Research:Automated classification of article importance/Importance API draft
Use cases[edit]
- Members of a WikiProject want a list of articles that are candidates for updating their importance rating.
- A member of a WikiProject has tagged a group of articles and would like suggestions for their importance rating.
- A contributor has a list of articles they want to work on and would like to rank them by importance to know where to begin.
- A patroller who is going through recent changes or their watchlist would like to identify changes to high-importance pages.
Key features[edit]
Side chain[edit]
Some WikiProjects (e.g. WikiProjects Medicine and National Football League) have certain categories of articles that receive specific importance ratings. For example, an article about an individual will always be Low-importance in WikiProject Medicine, and articles about National Football League seasons are High-importance in WikiProject National Football League. We therefore need a way to define these types of categories and their subsequent rating.

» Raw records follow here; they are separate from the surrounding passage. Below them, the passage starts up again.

PR #208, opened 2025-08-22
feat: `OfSets` notation class

astrainfinita:


vihdzp (approved):
This is awesome! It's great having a unified notation (and it's also great `Surreal.ofSets` doesn't try `aesop` willy-nilly). I'll just let @tristan-f-r take a look at this before merging.

CombinatorialGames/Game/Functor.lean
```diff
@@ -119,6 +119,64 @@ instance : CommGroup Player where
...
+      `(!{$s | $t})
+    else
+      let st ← delab
+      `(!{$st})
+
+theorem ofSets_eq_ofSets_cases {α} {Valid : (Player → Set α) → Prop} [OfSets α Valid]
+    (st : Player → Set α) (h : Valid st) [Small (st left)] [Small (st right)] :
+    !{st} = !{st left | st right}'(by convert h; aesop) := by
+  congr; ext1 p; cases p <;> rfl
+
```
vihdzp, line 183: This file now seems to consist of two things:
- Auxiliary types/notation to deal with general games
- QPF shenanigans

Can you add some `/-! ### Sectioning -/` to demarcate these two parts?

tristan-f-r (approved):
I also really like this! I would like to see this in `FGame` as well, though it's understandable not to add it there since that file is quite stale now.

CombinatorialGames/Game/Loopy/Basic.lean
```diff
@@ -784,14 +777,18 @@ theorem map_mulOption (b x y) :
...
 theorem movesSingle_comp_prodMap
     (hf : ∀ p, movesα₂ p ∘ f = Set.image f ∘ movesα₁ p)
     (hg : ∀ p, movesβ₂ p ∘ g = Set.image g ∘ movesβ₁ p) :
     movesSingle p movesα₂ movesβ₂ ∘ Prod.map id (Prod.map f g) =
     image (map f g) ∘ movesSingle p movesα₁ movesβ₁ := by
   simp_rw [funext_iff, Function.comp_apply, movesSingle, movesSet] at *
-  rintro ⟨(_ | _), x⟩ <;> aesop
+  rintro ⟨p', x⟩
+  ext
+  simp only [Prod.map_apply, id_eq, Prod.map_fst, Prod.map_snd, mem_image, Prod.exists, hf, hg]
```
tristan-f-r:
```suggestion
  simp_rw [Prod.map_apply, id_eq, Prod.map_fst, Prod.map_snd, mem_image, Prod.exists, hf, hg]
```

CombinatorialGames/Game/Functor.lean
```diff
@@ -119,6 +121,68 @@ instance : CommGroup Player where
...
+class OfSets (α : Type (u + 1)) (Valid : outParam ((Player → Set α) → Prop)) where
+  /-- Construct a combinatorial game from its left and right sets. -/
+  ofSets (st : Player → Set α) (h : Valid st) [Small.{u} (st left)] [Small.{u} (st right)] : α
+export OfSets (ofSets)
+
+@[inherit_doc OfSets.ofSets]
+macro "!{" st:term "}'" h:term:max : term => `(OfSets.ofSets $st $h)
+
+@[inherit_doc OfSets.ofSets]
+macro "!{" s:term " | " t:term "}'" h:term:max : term => `(!{Player.cases $s $t}'$h)
```
alreadydone, line 141: I think I like {}ᴳ better than !{} ...

astrainfinita: I also feel that the current notations are not good enough. However, we plan to use the notations `^L` and `^R` to denote `moves left` and `moves right`, so the suffix `^G` is probably not appropriate.

vihdzp: I agree, the superscripts aren't really compatible with that new notation.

We choose to encode these relationships using a quadruple of (project name, predicate, object, rating)
. Project name is the name of the WikiProject. Predicate is the Wikidata predicate used to define the relationship between an article, which maps to an entity on Wikidata, and a given object. Object is a Wikidata entity. Rating is the importance rating given to an article if the relationship exists for that article.
One example is how all articles about individuals are rated Low-importance in WikiProject Medicine. This relationship can be expressed through the rule ("Medicine", "wdt:P31", "wd:Q5", "Low")
. In plain English this rule becomes: an article which is an instance of ("wdt:P31") a human ("wd:Q5") should have a "Low" importance rating.
These rules can be fairly easily written in YAML and loaded into a dictionary-based data structure for fast lookups (see WikiProject Medicine's ruleset and the sidechain.py library on GitHub).